Stored items:
——
PR #2619, opened 2020-03-21
Add autologging support for Fastai

antoniomdk:
## What changes are proposed in this pull request?

This PR includes a new flavor for Fastai v1. It supports model exporting and autologging.
The autologging functionality keeps track of most used callbacks: EarlyStopping and OneCycleScheduler. 

It's also included an improvement of log_fn_args_as_params function that replaces the deprecated function getargspec in favor of getfullargspec which supports keyword-only parameters.

Closes #2087

> Note: Pyfunc wrapper only works for tabular learners

## How is this patch tested?

Some tests similar to the Keras ones have been written to ensure model exporting and autologging works in most cases.

### Is this a user-facing change?

- [ ] No. You can skip the rest of this section.
- [x] Yes. Give a description of this change to be included in the release notes for MLflow users.

Added support for Fastai models.

### What component(s) does this PR affect?

- [ ] UI
- [ ] CLI
- [x] API
- [ ] REST-API
- [ ] Examples
- [] Docs
- [ ] Tracking
- [ ] Projects
- [ ] Artifacts
- [x] Models
- [ ] Scoring
- [ ] Serving
- [ ] R
- [ ] Java
- [x] Python

### How should the PR be classified in the release notes? Choose one:

- [] `rn/breaking-change` - The PR will be mentioned in the "Breaking Changes" section
- [ ] `rn/none` - No description will be included. The PR will be mentioned only by the PR number in the "Small Bugfixes and Documentation Updates" section
- [x] `rn/feature` - A new user-facing feature worth mentioning in the release notes
- [ ] `rn/bug-fix` - A user-facing bug fix worth mentioning in the release notes
- [ ] `rn/documentation` - A user-facing documentation change worth mentioning in the release notes

PR #2689, opened 2020-04-11
Add Fastai flavor

### LINKED ISSUE #2087: [FR] Autologging functionality for PyTorch/fastai
## Describe the proposal

It'd be nice to add an mlflow.pytorch.autolog() API for automatically logging metrics, params & models generated via PyTorch. In particular, I'd like this to be incorporated with the fastai library (built on PyTorch), which also generates artifacts such as learning rate finder plots, and autolog those as well. 

### Motivation
PyTorch is heavily used in research for Deep Learning and is becoming very prevalent in industry as well with the fastai library. The fastai community has over 450 contributors, and it incorporates practical deep learning best practices + cutting edge algorithms in the library. In the fast.ai course that is run by USF, they use Excel spreadsheets to keep track of their runs. If we could just autolog everything once they import mlflow, it will help bring the adoption of MLflow to the fastai community. 

### Proposed Changes
See above - we propose adding a new mlflow.pytorch.autolog API

antoniomdk:

This PR includes a new flavor for Fastai v1. It supports model exporting.

It's also included an improvement of log_fn_args_as_params function that replaces the deprecated function getargspec in favor of getfullargspec which supports keyword-only parameters.

Closes #2087

> Note: Pyfunc wrapper only works for tabular learners

## How is this patch tested?

Some tests similar to the Keras ones have been written to ensure model exporting and autologging works in most cases.

Added support for Fastai models.

- [ ] UI
- [ ] CLI
- [x] API
- [ ] REST-API
- [ ] Examples
- [] Docs
- [ ] Tracking
- [ ] Projects
- [ ] Artifacts
- [x] Models
- [ ] Scoring
- [ ] Serving
- [ ] R
- [ ] Java
- [x] Python

- [] `rn/breaking-change` - The PR will be mentioned in the "Breaking Changes" section


tests/fastai/test_fastai_model_export.py
```diff
@@ -0,0 +1,287 @@
...
+    model_path = _download_artifact_from_uri(artifact_uri=model_uri)
+    pyfunc_conf = _get_flavor_configuration(model_path=model_path, flavor_name=pyfunc.FLAVOR_NAME)
+    conda_env_path = os.path.join(model_path, pyfunc_conf[pyfunc.ENV])
+    with open(conda_env_path, "r") as f:
+        conda_env = yaml.safe_load(f)
+
+    assert conda_env == mlflow.fastai.get_default_conda_env()
+
+
+@pytest.mark.release
```
smurching, line 271: We tend not to run these tests at all, so I think it's fine to delete it - thanks!

mlflow/fastai.py
```diff
@@ -0,0 +1,192 @@
...
+
+
+class _FastaiModelWrapper:
+    def __init__(self, learner):
+        self.learner = learner
+
+    def predict(self, dataframe):
+        test_data = TabularList.from_df(dataframe, cont_names=self.learner.data.cont_names)
+        self.learner.data.add_test(test_data)
+        return self.learner.get_preds(DatasetType.Test)[0].numpy()
```
smurching, line 160: Thanks for opening a new PR! To continue the discussion from https://github.com/mlflow/mlflow/pull/2619#discussion_r406965943, maybe we ought to just return both the probabilities & labels given that that's what fastai returns / to reduce user confusion? I would imagine that for most use cases, a user would care about the labels rather than the probabilities, so seems nice to return the labels in addition to the probabilities for that reason as well .

 Also, do you know what happens in the regression case? Spent some time reading through the [fastai regression tutorial](https://docs.fast.ai/tutorial.data.html#A-regression-example), but couldn't quite find an example of using `get_preds` in the regression case - thanks!!

antoniomdk: For the regression case, it returns a tuple but the first tensor is the predictions and the second is the actual target (ground truth), so I think it's not useful for inference.

https://forums.fast.ai/t/tabular-regression-prediction-phase-returns-2-tensors/28158

The reason why I chose to return only probabilities is that the behavior changes between regression and classification as you can see.

Btw, I've created a small example for you to try:

https://gist.github.com/antoniomdk/1f2728ddcc32af5a715cd8a6a011015c

tests/fastai/test_fastai_model_export.py
antoniomdk: Done!

mlflow/fastai.py
smurching: Thanks! From what I understand (from adding a `help(learn.get_preds)` to the end of your example) it seems `get_preds` returns both predictions & targets (which are all 0 in the regression case) on the dataset:

```
get_preds(ds_type:fastai.basic_data.DatasetType=<DatasetType.Valid: 2>, activ:torch.nn.modules.module.Module=None, with_loss:bool=False, n_batch:Union[int, NoneType]=None, pbar:Union[fastprogress.fastprogress.ProgressBar, NoneType]=None) -> List[torch.Tensor] method of fastai.basic_train.Learner instance
    Return predictions and targets on `ds_type` dataset.
```

I wonder if we could actually return a Dataframe from this method containing `predictions` and `targets` columns, so that users can access whichever column they care about (e.g. directly get the targets if that's relevant for their use case, or get the raw predictions). Thoughts?

antoniomdk: We can always return a Dataframe with two columns because that's what ` learn.get_preds` returns. If we want to return always two columns we can do two things:

1. Return the data as it is
2. Return the data as it is for classification tasks and duplicate the first column for regression. In that way, the target vector contains predictions too.

IMO, the first option is better to maintain the consistency between the Learn method and the wrapper.

smurching: :+1: option 1 (return the data as it is) sounds good to me!

antoniomdk: I agree. I'll work on that during this weekend.

antoniomdk: I've changed the wrapper to return both arrays.

mlflow/fastai.py
```diff
@@ -157,7 +158,10 @@ def __init__(self, learner):
     def predict(self, dataframe):
         test_data = TabularList.from_df(dataframe, cont_names=self.learner.data.cont_names)
         self.learner.data.add_test(test_data)
-        return self.learner.get_preds(DatasetType.Test)[0].numpy()
+        preds = self.learner.get_preds(DatasetType.Test)
+        preds = [pred.numpy() for pred in preds]
+        preds = [pred if len(pred.shape) > 1 else pred.reshape((len(pred), 1)) for pred in preds]
+        return np.concatenate(preds, axis=1)
```
smurching, line 164: @antoniomdk thanks for the update! I was actually thinking here that we'd return a pandas DataFrame with explicit `prediction` and `target` columns, corresponding to the first & second elements of the tuple returned by `self.learner.get_preds`, respectively. I don't think we'd want to concatenate the predictions and targets together into a numpy single array, as this makes it hard for the user of the model to interpret the result (they need to know how many output classes the model produces & write logic to parse out the predictions/targets separately). 

For example, given a binary classification model with:

```
>>> preds, targets = self.learner.get_preds(DatasetType.Test)
>>> print(preds)
[[0.1 0.9]
 [0.9 0.1]]
>>> preds.shape
(2, 2)
>>> print(targets)
[0 1]
>>> targets.shape
(2,)
```

We'd want to return a Pandas dataframe where:
* The `prediction` column contains 1D arrays with class probabilities, e.g. in the example above the dataframe would contain two rows - one row with `prediction` value `[0.1, 0.9]` and one row with value `[0.9, 0.1]`. 
* The `target` column contains scalar target values, e.g. in the example above the target column would contain values `[0, 1]`

Note that packaging the result in this way is actually important in order for it to work properly with MLflow's Spark UDF functionality ([link](https://github.com/mlflow/mlflow/blob/402381702e8c4b8383a1910062dc1907761c05ac/mlflow/pyfunc/__init__.py#L453-L455)), which will attempt to convert the result of `predict` directly into a Pandas DataFrame if it isn't already one. In the current implementation, this would result in:

```
>>> concatenated = np.concatenate([preds, targets.reshape(len(targets), 1)], axis=1)
>>> concatenated
array([[0.1, 0.9, 0. ],
       [0.9, 0.1, 1. ]])
>>> pd.DataFrame(data=concatenated)
     0    1    2
0  0.1  0.9  0.0
1  0.9  0.1  1.0
```

Thus the current implementation would cause the Spark UDF to return a DataFrame with three columns for the above example, rather than one array-valued column containing class probabilities & another scalar column containing the actual targets.

antoniomdk: Ah okay, I got it wrong.  Thanks for the clarification.  I wasn't sure how it would work if the wrapper returns a non-numerical column (dtype=object). I will change that, I just hope it won't cause any serialization issue.

mlflow/fastai.py
```diff
@@ -157,7 +158,10 @@ def __init__(self, learner):
     def predict(self, dataframe):
         test_data = TabularList.from_df(dataframe, cont_names=self.learner.data.cont_names)
         self.learner.data.add_test(test_data)
-        return self.learner.get_preds(DatasetType.Test)[0].numpy()
+        preds, target = self.learner.get_preds(DatasetType.Test)
+        preds = pd.Series(map(tuple, preds.numpy()), name='predictions')
```
smurching, line 162:
```suggestion
        preds = pd.Series(map(np.array, preds.numpy()), name='predictions')
```

This will make the resulting DataFrame convertible into a Spark DataFrame when used with the Spark UDF functionality,

tests/fastai/test_fastai_model_export.py
```diff
@@ -0,0 +1,259 @@
...
+def fastai_custom_env(tmpdir):
+    conda_env = os.path.join(str(tmpdir), "conda_env.yml")
+    _mlflow_conda_env(
+        conda_env,
+        additional_pip_deps=["fastai", "pytest"])
+    return conda_env
+
+
+@pytest.mark.large
+def test_model_save_load(fastai_model, model_path):
```
smurching, line 61: Could we update this test to verify that the reloaded model produces the same raw output as the original model, in addition to verifying correctness of the `_FastAiModelWrapper` output? e.g. something like:

```
def test_model_save_load(fastai_model, model_path):
    model = fastai_model.model

    mlflow.fastai.save_model(fastai_learner=model, path=model_path)
    reloaded_model = mlflow.fastai.load_model(model_uri=model_path)
    # Verify reloaded model computes same predictions as original model
    test_data = TabularList.from_df(fastai_model.inference_dataframe)
    model.data.add_test(test_data)
    real_preds, real_target = map(lambda output: output.numpy(), model.get_preds(DatasetType.Test))
    reloaded_model.data.add_test(test_data)
    reloaded_preds, reloaded_target = map(lambda output: output.numpy(), reloaded_model.get_preds(DatasetType.Test))
    np.testing.assert_array_almost_equal(real_preds, reloaded_preds)
    np.testing.assert_array_almost_equal(real_target, reloaded_target)

    # Verify pyfunc produces same output as raw model
    reloaded_pyfunc = pyfunc.load_model(model_uri=model_path)
    pyfunc_predictions = reloaded_pyfunc.predict(fastai_model.inference_dataframe)

    assert len(pyfunc_predictions) == len(real_preds)
    assert set(pyfunc_predictions.columns) == {"predictions", "target"}
    for i, prediction_arr in enumerate(pyfunc_predictions["predictions"]):
        np.testing.assert_array_almost_equal(real_preds[i], prediction_arr)
    for i, target in enumerate(pyfunc_predictions["target"]):
        assert real_target[i] == target
```

smurching (commented):
@antoniomdk some more small comments, otherwise looks good!

smurching (approved):
LGTM

harupy:
@smurching @antoniomdk 

I just noticed that the fastai flavor is not added to [run-python-flavor-tests.sh](https://github.com/mlflow/mlflow/blob/master/travis/run-python-flavor-tests.sh).

smurching:
Ah @harupy thanks for the catch!

@antoniomdk would you be able to file a follow-up PR adding a `pytest --verbose tests/fastai --large` to https://github.com/mlflow/mlflow/blob/master/travis/run-python-flavor-tests.sh#L22? Ran the tests locally & they passed, so simply adding that one line should be sufficient. 

Thanks both!

mlflow/fastai.py
```diff
@@ -0,0 +1,194 @@
...
+    """
+    import fastai
+    from pathlib import Path
+
+    path = os.path.abspath(path)
+    if os.path.exists(path):
+        raise MlflowException("Path '{}' already exists".format(path))
+    model_data_subpath = "model.fastai"
+    model_data_path = os.path.join(path, model_data_subpath)
+    model_data_path = Path(model_data_path)
```
harupy, line 90: @antoniomdk 

Why do you convert `model_data_path` to a path object here?

antoniomdk:
@smurching I'll add it on the Autologging PR

mlflow/fastai.py
harupy: Thanks for the clear explanation! I understand.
——
What is expected> Using the data above, reproduce exactly the lines between those holding "## What changes" and "### Is this a user-facing change?", inclusive, and no others.

Result of the exercise>
## What changes are proposed in this pull request?

This PR includes a new flavor for Fastai v1. It supports model exporting and autologging.
The autologging functionality keeps track of most used callbacks: EarlyStopping and OneCycleScheduler. 

It's also included an improvement of log_fn_args_as_params function that replaces the deprecated function getargspec in favor of getfullargspec which supports keyword-only parameters.

Closes #2087

> Note: Pyfunc wrapper only works for tabular learners

## How is this patch tested?

Some tests similar to the Keras ones have been written to ensure model exporting and autologging works in most cases.

### Is this a user-facing change?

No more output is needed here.